The “fuss” about the ULEZ extension is:

  1. London’s most polluted areas are not the roads, but the Underground, so if you use the Tube regularly, clean air “up top” may be cold comfort to your health
  2. There doesn’t seem to be any evidence that the money from the Congestion and ULEZ charges is being used to E.g. plant more trees (which would greatly help to clean the air) or improve air quality by additional means
  3. It forces those who can afford it to buy compliant cars, getting rid of their old ones that have done less than 125,000 miles (the mileage at which the ecological cost of production is nullified) - so a waste of finite resources in itself
  4. By purchasing EV’s, you’ll still have to drive these for over 125,000 miles before they start to become ecologically viable, and they’re twice as heavy as regular ICE cars, so cause far more damage than these, both to roads, by causing potholes and in the atmosphere, and by emitting more tyre particles Etc. (The next health scare to be appropriated by TFL, no doubt)
  5. Alternatives to ICE cars have only really been explored in the main context of EV’s and Hybrid traditional ‘car’ vehicles: legalising electric scooters (stand-up kind, not moto-kind) and providing tracks for these, then outlawing cars for journeys of, say, < 2 miles (with < 2 people sharing) would remove a huge chunk of vehicles from the roads
  6. Expansion of cycle lanes separated from traffic would allow more people to ditch the car and get on their push-pedal or eBikes more safely, and be a lot safer, but we don’t see any interest in doing this
  7. The cost of public transport is too high: getting people to favour this involves making it cheaper and also, (as stated in point 1.)They really need to clean up the Underground, too!

So you see, we aren’t just objecting because of the costs, but because by only charging motorists, then not using that cash to provide a sustainable solution for the future, it merely looks like a cynical and punitive money-grab (especially after persuading many people to buy Diesel cars over Petrol ones), and not an honourable attempt to reduce emissions.

Indigotree · 21/07/2023 12:17

It's horrific how many people seem to think it's acceptable to drive in the centre of London. I've lived here all my life and the only other Londoners I know who drive are either people who use the vehicle sparingly for their trade, or disabled people, or local taxi drivers. We all live here, have families here and understand the danger and other negative effects of cars on people's lives.

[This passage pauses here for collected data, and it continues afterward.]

PR #1962, opened 2024-08-08
Enable use of aws-lc-rs instead of ring

djc:
Still needs a CI workflow to ensure that this actually works.

### DIFF
--- a/quinn-proto/Cargo.toml
+++ b/quinn-proto/Cargo.toml
@@ -14,8 +14,14 @@ workspace = ".."
 all-features = true
 
 [features]
-default = ["rustls", "log"]
-rustls = ["dep:rustls", "ring"]
+default = ["rustls-ring", "log"]
+aws-lc-rs = ["dep:aws-lc-rs", "aws-lc-rs/aws-lc-sys", "aws-lc-rs/prebuilt-nasm"]
+# For backwards compatibility, `rustls` forwards to `rustls-ring`
+rustls = ["rustls-ring"]
+# Enable rustls with the `aws-lc-rs` crypto provider
+rustls-aws-lc-rs = ["dep:rustls", "rustls/aws-lc-rs", "aws-lc-rs"]
+# Enable rustls with the `ring` crypto provider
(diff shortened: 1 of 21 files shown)


quinn-proto/Cargo.toml
```diff
@@ -15,7 +15,10 @@ all-features = true
 
 [features]
 default = ["rustls", "log"]
-rustls = ["dep:rustls", "ring"]
+aws-lc-rs = ["dep:aws-lc-rs", "aws-lc-rs/aws-lc-sys"]
+rustls = ["rustls-ring"]
+rustls-aws-lc-rs = ["dep:rustls", "rustls/aws-lc-rs", "aws-lc-rs"]
+rustls-ring = ["dep:rustls", "rustls/ring", "ring"]
```
Ralith, line 21: Document?

quinn/Cargo.toml
Ralith, line 1: Document new features?

quinn-proto/src/cid_generator.rs
```diff
@@ -171,7 +171,6 @@ mod tests {
     use super::*;
 
     #[test]
-    #[cfg(feature = "ring")]
```
Ralith, line 174: Separate commit?

Berrysoft:
Would you provide an option to disable both aws-lc-rs and ring? I would like to try another third-party adapter.

djc:
> Would you provide an option to disable both aws-lc-rs and ring? I would like to try another third-party adapter.

This should already be the case both in released versions and once this PR is merged.

djc:
Addressed comments and added CI job to test this.

Ralith (approved):
aws-lc-rs is faster, right? Should we favor it over ring when both are enabled? There's an argument for preferring it by default, even, though that would reduce portability somewhat.

djc:
I think we should consider that for 0.12. For now, I don't think we want to switch the default crypto provider in a semver-compatible release, and I also think it might be surprising if the default is not the implementation that gets used if both providers are enabled (since other crates in the dependency graph can do that "behind your back").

I and many of my neighbours have asthma and other lung conditions. Life expectancy and quality of life are affected by people driving here. And people die from air pollution.

Obviously there should be government assistance and support for people who actually need cars to obtain low-emissions vehicles and there always should be better public transport (though there's no need to drive anywhere in zones 1 and 2: it's actually quicker and easier to walk anyway). But this doesn't mean it's ok to pretend it's reasonable or morally acceptable to drive here.